MATERIAL PROVIDED START

PR #1511, opened 2026-07-10
Fix GJK termination and distance reporting for float32

adenzler-nvidia:
Since #1503, test_sphere_mesh_margin and test_box_box_ccd fail on CUDA (7.1mm distance error and lost multiccd contacts respectively). CI stays green because the runners are CPU-only. This PR fixes the failures; the mechanism was isolated with per-exit instrumentation on a sphere-mesh case with an exact analytic answer.

Three things interact. First, the no-progress check compares x_next to x_k against mjMINVAL (1e-15), which is calibrated for float64: in float32 it sits below one ulp of any relevant magnitude, so it can only fire on bitwise equality. Since the Frank-Wolfe termination runs with epsilon = 0 for discrete pairs, this check is the only exit for separated discrete geoms, and on CUDA (where FMA contraction leaves a one-ulp oscillation at the fixed point) those pairs run all the way to iteration exhaustion. The CPU backend happens to land on an exact fixed point and terminates at iteration 4, which is why the failures are GPU-only. The check now scales the caller's tolerance by the iterate's magnitude.

Second, on exhaustion the reported distance comes from xnorm, which is assigned before x_k's final update, so it is one iteration staler than the witness points. The distance is now recomputed from the final iterate, keeping the exact zero on the origin-enclosed exit (the loop forces xnorm = 0 there, and the dist > tolerance gate in front of EPA relies on intersecting pairs not reporting a cancellation residual).

Third, the barycentric renormalization added in #1503 redistributes rounding residuals into the largest coordinate every iteration. As far as I can tell the coordinates already sum to one by construction (lambda_i = C4_i / m_det with m_det the cofactor sum), and MuJoCo's subdistance doesn't renormalize, so the block only perturbs lambda at rounding level; doing that every iteration keeps the iterate jiggling, the Frank-Wolfe gap never meets its tolerance, and the sphere-mesh case runs to exhaustion (35 iterations instead of 4). It also isn't neutralized by the other two fixes: with both in place, restoring the renormalization still fails two tests on CUDA. This PR removes it, but I may be missing the case that motivated it, so if there is one, I'm happy to rework this part.

The direction heuristic and termination changes from #1503 are kept. All 24 collision_gjk tests and the full suite pass on both CUDA and CPU, including the MJC-aligned test_box_box_max2 value.

### DIFF
--- a/mujoco_warp/_src/collision_gjk.py
+++ b/mujoco_warp/_src/collision_gjk.py
@@ -273,8 +273,12 @@ def _linear_combine(n: int, scl: wp.vec4, mat: mat43) -> wp.vec3:
 
 
 @wp.func
-def _almost_equal(v1: wp.vec3, v2: wp.vec3) -> bool:
-  return wp.abs(v1[0] - v2[0]) < MINVAL and wp.abs(v1[1] - v2[1]) < MINVAL and wp.abs(v1[2] - v2[2]) < MINVAL
+def _almost_equal(v1: wp.vec3, v2: wp.vec3, tolerance: float) -> bool:
+  # no-progress check at the caller's tolerance: mjMINVAL (1e-15) is calibrated
+  # for float64 and can only fire on bitwise equality in float32, making
+  # termination depend on reaching an exact fixed point
+  tol = tolerance * wp.max(1.0, wp.max(wp.abs(v1[0]), wp.max(wp.abs(v1[1]), wp.abs(v1[2]))))
+  return wp.abs(v1[0] - v2[0]) < tol and wp.abs(v1[1] - v2[1]) < tol and wp.abs(v1[2] - v2[2]) < tol
 
 
 @wp.func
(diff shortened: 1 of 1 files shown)


kbayes:
@adenzler-nvidia How are you repro these failures? I can't repro them.

adenzler-nvidia:
The unittests are failing on latest main with my RTX 6000 Pro Blackwell, it looks like part of this is compiler and GPU-dependent.

kbayes:
@adenzler-nvidia when I was doing a stack trace, I realized there was actually a bug in another exit criteria that should have caught it. Can you see if #1514 fixes your breakages?

kbayes:
@adenzler-nvidia I'm in the process of getting a RTX 6000 Pro Blackwell, once that's through, I'll get back to you.

adenzler-nvidia:
Superseded by #1514, which covers all three fixes — verified all 24 collision_gjk tests pass on CUDA with it.

PR #1512, opened 2026-07-10
Preserve small elliptic line-search deltas

adenzler-nvidia:
Newton line search compares candidate costs against the cost at alpha zero. For elliptic contacts, this was implemented by evaluating both absolute costs independently in float32 and then subtracting them. When the absolute cone cost is large, a valid improvement can be smaller than its float32 unit in the last place, causing the subtraction to round to zero. The line search can then treat an improving step as unchanged, which caused unstable convergence in the friction-ramp scenario.

Compute elliptic cost changes directly from the piecewise cone objective instead of subtracting nearly equal absolute values. The alpha-zero evaluation classifies the reference zone once and returns the reference cost, tangential norm, cone residual, and constraint state. Within the quadratic zone, the change is `delta_C = alpha * (q1 + alpha * q2)`. Within the middle cone, the tangential norm change is rationalized as `delta_T = delta_T_squared / (T + T0)`, followed by `delta_r = alpha * v0 - mu * delta_T` and `delta_C = 0.5 * dm * delta_r * (2 * r0 + delta_r)`.

Crossings between the middle cone and quadratic zone use the exact identity `Q - C = 0.5 * dm * (mu * N + T)^2`. A cone-to-quadratic step adds this gap at alpha zero to the shifted quadratic, while a quadratic-to-cone step subtracts the gap at the candidate point. A step from the satisfied zone into the quadratic zone evaluates the candidate quadratic as a scaled sum of squares. These forms cover the full piecewise surface without subtracting large absolute costs.

The candidate gradient and Hessian continue to use the original piecewise elliptic-cone equations. The alpha-zero derivative path reuses the same classification, and the batched three-alpha path computes the reference terms once. Computations used only by limit and friction constraints remain inside those branches so elliptic contacts and equality constraints avoid unnecessary arithmetic.

The regression test uses binary-exact inputs whose absolute costs round to the same float32 value while their true changes are `0.5` or `-0.5`. It covers same-zone middle-cone and quadratic evaluation, both cone/quadratic transition directions, and the satisfied-to-quadratic path, together with the expected gradients and Hessians. The solver tests and Newton friction-ramp regression continue to pass, and fixed-work profiling shows no line-search performance regression.

Performance was measured in a fresh A/B against merge base `eb35c2d8` and PR head `ca5113fa`. Values are medians of three interleaved runs, with the GPU idle before every sample. All workloads used their recorded trajectories (`lift_pot.npz`, `pick_clutter.npz`, and `shuffle_dance.npz`), and the Unitree workloads explicitly set `opt.cone=elliptic`. All configured worlds converged.

| Benchmark | Worlds | Base step (us) | PR step (us) | Step change | Base solve (us) | PR solve (us) | Solve change |
| --- | ---: | ---: | ---: | ---: | ---: | ---: | ---: |
| `aloha_pot` | 8192 | 355.1 | 351.1 | -1.12% | 149.8 | 145.5 | -2.86% |
| `aloha_clutter` | 2048 | 4157.7 | 3898.0 | -6.25% | 1636.8 | 1488.8 | -9.04% |
| `unitree_g1_flat` | 8192 | 544.6 | 536.2 | -1.54% | 406.8 | 399.6 | -1.78% |
| `unitree_g1_hfield` | 8192 | 765.7 | 777.3 | +1.52% | 461.5 | 459.5 | -0.43% |

The solver time improves in all four workloads. The 1.52% hfield end-to-end change is outside the solver and within the observed total-step variability.

The flaky Newton ANymal elliptic reset failure was also reproduced against the exact Newton PR revision from [this CI job](https://github.com/newton-physics/newton/actions/runs/29086153345/job/86340621655). The MuJoCo Warp merge base failed 7 of 30 runs at the same post-reset 100-iteration assertion, while the PR head passed 30 of 30 runs under the same Newton revision and dependencies. Newton's locked `mujoco-warp==3.10.0.1` release reproduced the failure in 1 of 10 runs.

### DIFF
--- a/mujoco_warp/_src/solver.py
+++ b/mujoco_warp/_src/solver.py
@@ -260,97 +260,52 @@ def _eval_frictionloss_pt_3alphas(
 
 
 @wp.func
-def _eval_elliptic(
-  # In:
-  mu: float,
-  quad: wp.vec3,
-  quad1: wp.vec3,
-  quad2: wp.vec3,
-  alpha: float,
-) -> wp.vec3:
-  u0 = quad1[0]
-  v0 = quad1[1]
-  uu = quad1[2]
-  uv = quad2[0]
-  vv = quad2[1]
-  dm = quad2[2]
-
-  # compute N, Tsqr
-  N = u0 + alpha * v0
-  Tsqr = uu + alpha * (2.0 * uv + alpha * vv)
-
-  # no tangential force: top or bottom zone
-  if Tsqr <= 0.0:
-    # bottom zone: quadratic cost
-    if N < 0.0:
-      return _eval_pt(quad, alpha)
-
-    # top zone: nothing to do
-  # otherwise regular processing
-  else:
-    # tangential force
-    T = wp.sqrt(Tsqr)
-
-    # N >= mu * T : top zone
-    if N >= mu * T:
-      # nothing to do
-      pass
-    # mu * N + T <= 0 : bottom zone
-    elif mu * N + T <= 0.0:
-      return _eval_pt(quad, alpha)
-
-    # otherwise middle zone
-    else:
-      # derivatives
-      N1 = v0
-      T1 = (uv + alpha * vv) / T
-      T2 = vv / T - (uv + alpha * vv) * T1 / (T * T)
-
-      # add to cost
-      cost = wp.vec3(
-        0.5 * dm * (N - mu * T) * (N - mu * T),
-        dm * (N - mu * T) * (N1 - mu * T1),
-        dm * ((N1 - mu * T1) * (N1 - mu * T1) + (N - mu * T) * (-mu * T2)),
-      )
-
-      return cost
-
-  return wp.vec3(0.0, 0.0, 0.0)
-
-
-@wp.func
 def _eval_elliptic_reference(
   # In:
   mu: float,
   quad: wp.vec3,
   quad1: wp.vec3,
   quad2: wp.vec3,
-) -> tuple[float, float, int]:
+) -> tuple[float, float, float, int]:
   u0 = quad1[0]
   uu = quad1[2]
   dm = quad2[2]
 
   if uu <= 0.0:
     if u0 < 0.0:
-      return quad[0], 0.0, int(types.ConstraintState.QUADRATIC)
-    return 0.0, 0.0, int(types.ConstraintState.SATISFIED)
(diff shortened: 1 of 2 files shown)


yuvaltassa:
Seems sensible! 
I am testing this in C and will get back to you 🙂

thowell:
https://github.com/google-deepmind/mujoco/commit/892d889793a19fdf2ed06d10d0de23a323223394

mujoco_warp/_src/solver.py
```diff
@@ -260,73 +260,88 @@ def _eval_frictionloss_pt_3alphas(
...
-      N1 = v0
-      T1 = (uv + alpha * vv) / T
-      T2 = vv / T - (uv + alpha * vv) * T1 / (T * T)
+@wp.func
+def _eval_elliptic_alpha_zero(mu: float, quad: wp.vec3, quad1: wp.vec3, quad2: wp.vec3) -> wp.vec3:
+  cost0, T0, r0, state0 = _eval_elliptic_reference(mu, quad, quad1, quad2)
+  if state0 == int(types.ConstraintState.QUADRATIC):
+    return _eval_pt(quad, 0.0)
+  if state0 == int(types.ConstraintState.CONE):
+    T1 = quad2[0] / T0
```
thowell: precompute `1.0 / T0`?

mujoco_warp/_src/solver.py
```diff
@@ -335,21 +350,42 @@ def _eval_elliptic_cost(
...
   else:
     T = wp.sqrt(Tsqr)
     if N >= mu * T:
       pass
     elif mu * N + T <= 0.0:
-      return _eval_cost(quad, alpha)
+      return _eval_elliptic_quadratic_shifted(mu, quad, alpha, N, Tsqr, u0, T0, dm, state0)
     else:
-      return 0.5 * dm * (N - mu * T) * (N - mu * T)
+      T1 = (uv + alpha * vv) / T
```
thowell: precompute `1.0 / T`?

thowell (approved):
thanks @adenzler-nvidia!

mujoco_warp/_src/solver.py
adenzler-nvidia: Done in b47831da.

mujoco_warp/_src/solver.py
adenzler-nvidia: Done in b47831da.

PR #1514, opened 2026-07-10
Fix bug with GJK exit criteria with norm

kbayes:
Exit criteria was using the Freshman's dream. This is now fixed which allows for some extra simplification. 

Also remove recomputing lambda values due to regression.

### DIFF
--- a/mujoco_warp/_src/collision_gjk.py
+++ b/mujoco_warp/_src/collision_gjk.py
@@ -701,8 +701,6 @@ def gjk(
 
     # remove vertices from the simplex no longer needed
     n = int(0)
-    lmbdamax = float(-1.0)
-    imax = int(-1)
     for i in range(4):
       if lmbda[i] == 0.0:
         continue
@@ -713,8 +711,6 @@ def gjk(
       simplex_index1[n] = simplex_index1[i]
       simplex_index2[n] = simplex_index2[i]
       lmbda[n] = lmbda[i]
-      imax = wp.where(lmbda[n] > lmbdamax, n, imax)
-      lmbdamax = wp.where(lmbda[n] > lmbdamax, lmbda[n], lmbdamax)
       n += int(1)
 
     # SHOULD NOT OCCUR
@@ -725,14 +721,6 @@ def gjk(
     if n == 4:
       xnorm = 0.0
       break
-
-    # clamp barycentric coordinates to an exact partition of unity
-    lmbda[imax] = 1.0
-    acc = float(0.0)
-    for i in range(n):
-      if i != imax:
-        acc += lmbda[i]
-    lmbda[imax] -= acc
 
     # get the next iteration of x_k
     x_k = _linear_combine(n, lmbda, simplex)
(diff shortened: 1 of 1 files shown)


adenzler-nvidia:
I ran this PR's head on GPU (RTX PRO 6000, CUDA 12.9) since CI only exercises the CPU backend — the two CUDA test failures from #1503 are still present, though the margin one gets much closer:

```
FAILED GJKTest::test_sphere_mesh_margin   -0.0009959713 != -0.001 within 7 places  (was 7.1mm off on main)
FAILED GJKTest::test_box_box_ccd          1 contact instead of 4
```

Recomputing `xnorm` together with `x_k` fixes the big error (on main, `result.dist` was one iteration staler than the witness points whenever the loop exhausted its iterations). What remains is the renormalization block: the barycentric coordinates already sum to one by construction (`lambda_i = C4_i / m_det` with `m_det` the cofactor sum), so the block only redistributes rounding residuals into the largest coordinate — but doing that every iteration perturbs the iterate enough on CUDA that the Frank-Wolfe gap never meets its tolerance. Instrumenting the exits on the sphere-mesh case: without the renormalization GJK terminates via the FW gap at iteration 4 with the exact answer; with it, the loop runs all 35 iterations and lands 4e-6 off, and the perturbed witness points also degrade the box-box multiccd manifold (the 1-vs-4 contact failure). I also checked the coupling directly: with fresh distance reporting and working exit criteria in place, restoring just the renormalization still fails these two tests on CUDA.

#1511 fixes the same failures from the other end (removes the renormalization, scales the no-progress check for float32 — with mjMINVAL it can only fire on bitwise equality in float32, which is also why these failures are CUDA-only) but doesn't have the norm-vs-squared-tolerance fix from this PR. Both fixes look relevant: the criterion scaling here, and the renormalization/no-progress changes in #1511 to make the CUDA suite pass.

kbayes:
@thowell @adenzler-nvidia this is fix now on Blackwell. The culprit was indeed recomputing of the barycentric coordinates (Different LLMs give me different views on it, so don't know what the real story is). I simplified and fix the exit logic while I was at it. 

I also reran the script from #1430, and  output is better (though minor regression in 50m case) Loaded 10m in the viewer and looks a lot better now with very minimal flickering.

```
 fixed box |       MuJoCo (C) |   mjWarp default |   mjWarp NATIVECCD off
 half-size |    ncon  pen(mm) |    ncon  pen(mm) |          ncon  pen(mm)
----------------------------------------------------------------------------
      1 m  |     4    0.1078 |     4    0.1081 |         4     0.1081
     10 m  |     4    0.1078 |     4    0.2646 |         4     0.1081
     25 m  |     4    0.1078 |     4    0.1081 |         4     0.1081
     50 m  |     4    0.1078 |     4    0.1084 |         4     0.1081
    100 m  |     4    0.1078 |     4    0.1081 |         4     0.1081
```

thowell:
lgtm. will leave to @adenzler-nvidia to approve. thanks @kbayes!

adenzler-nvidia (approved):
Thank you! Verified on CUDA that this fixes the test_sphere_mesh_margin and test_box_box_ccd failures from #1503 — all 24 collision_gjk tests pass. This supersedes #1511, closing that one.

MATERIAL PROVIDED END

PROBLEM
Check each line of the records above, and copy those that hold the word "termination".

RESULT OF THE EXERCISE
Fix GJK termination and distance reporting for float32
Three things interact. First, the no-progress check compares x_next to x_k against mjMINVAL (1e-15), which is calibrated for float64: in float32 it sits below one ulp of any relevant magnitude, so it can only fire on bitwise equality. Since the Frank-Wolfe termination runs with epsilon = 0 for discrete pairs, this check is the only exit for separated discrete geoms, and on CUDA (where FMA contraction leaves a one-ulp oscillation at the fixed point) those pairs run all the way to iteration exhaustion. The CPU backend happens to land on an exact fixed point and terminates at iteration 4, which is why the failures are GPU-only. The check now scales the caller's tolerance by the iterate's magnitude.
The direction heuristic and termination changes from #1503 are kept. All 24 collision_gjk tests and the full suite pass on both CUDA and CPU, including the MJC-aligned test_box_box_max2 value.
+  # termination depend on reaching an exact fixed point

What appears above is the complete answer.